> [Aim of the exercise] Scan the records and identify every line in which the string "hovering" occurs, then return those lines.

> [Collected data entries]
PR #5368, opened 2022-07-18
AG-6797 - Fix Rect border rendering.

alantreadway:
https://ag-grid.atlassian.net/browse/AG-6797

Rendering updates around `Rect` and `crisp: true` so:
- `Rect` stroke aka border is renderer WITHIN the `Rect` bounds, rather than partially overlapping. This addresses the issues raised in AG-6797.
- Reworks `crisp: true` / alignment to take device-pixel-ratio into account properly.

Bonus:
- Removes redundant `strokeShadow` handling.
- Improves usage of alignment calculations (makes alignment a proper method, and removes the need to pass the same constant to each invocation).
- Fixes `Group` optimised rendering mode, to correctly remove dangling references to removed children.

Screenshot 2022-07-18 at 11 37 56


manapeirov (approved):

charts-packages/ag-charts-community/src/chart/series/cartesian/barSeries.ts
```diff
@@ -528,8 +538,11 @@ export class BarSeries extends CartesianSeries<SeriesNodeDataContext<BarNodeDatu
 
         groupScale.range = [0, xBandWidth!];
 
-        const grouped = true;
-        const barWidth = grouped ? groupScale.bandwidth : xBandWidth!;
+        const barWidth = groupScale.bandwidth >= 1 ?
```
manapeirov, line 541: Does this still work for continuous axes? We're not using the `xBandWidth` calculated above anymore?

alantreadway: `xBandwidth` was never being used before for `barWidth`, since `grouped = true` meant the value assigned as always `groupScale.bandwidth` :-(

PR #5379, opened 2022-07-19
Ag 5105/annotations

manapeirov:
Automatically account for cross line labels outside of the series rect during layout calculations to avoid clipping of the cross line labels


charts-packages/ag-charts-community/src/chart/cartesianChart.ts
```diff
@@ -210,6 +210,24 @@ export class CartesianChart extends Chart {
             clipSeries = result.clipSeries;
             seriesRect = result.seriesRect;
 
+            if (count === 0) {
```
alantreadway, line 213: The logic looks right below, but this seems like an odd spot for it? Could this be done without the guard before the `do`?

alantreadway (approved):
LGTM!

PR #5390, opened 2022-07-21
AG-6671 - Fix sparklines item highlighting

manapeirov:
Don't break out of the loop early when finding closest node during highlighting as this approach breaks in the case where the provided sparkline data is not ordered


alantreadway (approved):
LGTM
...
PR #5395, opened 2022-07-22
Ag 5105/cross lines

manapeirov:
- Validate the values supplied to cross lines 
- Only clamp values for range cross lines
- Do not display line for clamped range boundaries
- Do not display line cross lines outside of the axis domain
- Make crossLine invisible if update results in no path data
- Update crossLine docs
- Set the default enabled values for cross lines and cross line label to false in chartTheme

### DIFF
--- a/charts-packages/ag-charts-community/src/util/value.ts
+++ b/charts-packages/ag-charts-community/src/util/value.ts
--
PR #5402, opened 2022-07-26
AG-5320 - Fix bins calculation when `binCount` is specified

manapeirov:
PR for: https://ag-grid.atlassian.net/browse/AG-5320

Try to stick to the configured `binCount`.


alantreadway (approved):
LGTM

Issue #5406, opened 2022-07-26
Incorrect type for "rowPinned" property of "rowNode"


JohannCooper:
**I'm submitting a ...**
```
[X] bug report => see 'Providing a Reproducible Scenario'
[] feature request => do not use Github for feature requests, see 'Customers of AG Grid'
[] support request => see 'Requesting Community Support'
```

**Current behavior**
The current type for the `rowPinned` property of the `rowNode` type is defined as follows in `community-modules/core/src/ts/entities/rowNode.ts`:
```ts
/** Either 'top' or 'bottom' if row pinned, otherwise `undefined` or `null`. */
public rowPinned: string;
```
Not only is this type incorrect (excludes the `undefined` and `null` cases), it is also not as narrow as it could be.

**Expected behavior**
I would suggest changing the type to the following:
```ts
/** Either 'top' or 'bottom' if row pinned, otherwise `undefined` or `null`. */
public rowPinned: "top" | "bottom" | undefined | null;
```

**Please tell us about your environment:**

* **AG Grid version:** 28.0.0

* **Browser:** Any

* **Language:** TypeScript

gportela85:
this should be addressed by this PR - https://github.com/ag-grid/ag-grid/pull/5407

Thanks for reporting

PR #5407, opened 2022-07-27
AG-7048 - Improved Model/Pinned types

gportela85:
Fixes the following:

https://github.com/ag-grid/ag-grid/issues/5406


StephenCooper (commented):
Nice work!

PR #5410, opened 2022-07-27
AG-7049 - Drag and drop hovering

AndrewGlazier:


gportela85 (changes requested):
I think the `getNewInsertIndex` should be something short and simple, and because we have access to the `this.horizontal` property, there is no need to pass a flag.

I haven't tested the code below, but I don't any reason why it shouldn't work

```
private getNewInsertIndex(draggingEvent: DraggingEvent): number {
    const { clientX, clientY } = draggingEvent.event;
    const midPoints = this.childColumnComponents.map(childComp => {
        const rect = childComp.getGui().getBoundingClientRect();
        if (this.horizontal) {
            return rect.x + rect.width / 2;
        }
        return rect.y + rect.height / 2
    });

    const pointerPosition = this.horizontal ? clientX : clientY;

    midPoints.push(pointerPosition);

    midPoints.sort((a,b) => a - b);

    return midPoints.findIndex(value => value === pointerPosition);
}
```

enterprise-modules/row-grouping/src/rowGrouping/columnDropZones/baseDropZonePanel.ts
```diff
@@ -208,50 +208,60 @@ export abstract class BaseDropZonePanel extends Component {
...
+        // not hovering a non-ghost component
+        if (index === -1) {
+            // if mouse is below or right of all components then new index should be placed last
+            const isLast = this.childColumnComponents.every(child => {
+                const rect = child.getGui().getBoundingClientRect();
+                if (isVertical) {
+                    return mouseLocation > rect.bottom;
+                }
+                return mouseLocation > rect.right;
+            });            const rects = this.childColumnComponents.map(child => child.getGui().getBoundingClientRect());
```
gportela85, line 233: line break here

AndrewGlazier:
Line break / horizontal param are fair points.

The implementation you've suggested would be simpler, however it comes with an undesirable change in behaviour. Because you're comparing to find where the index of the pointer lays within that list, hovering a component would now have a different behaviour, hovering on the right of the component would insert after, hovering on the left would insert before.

> [Answer section]
AG-7049 - Drag and drop hovering
+        // not hovering a non-ghost component
The implementation you've suggested would be simpler, however it comes with an undesirable change in behaviour. Because you're comparing to find where the index of the pointer lays within that list, hovering a component would now have a different behaviour, hovering on the right of the component would insert after, hovering on the left would insert before.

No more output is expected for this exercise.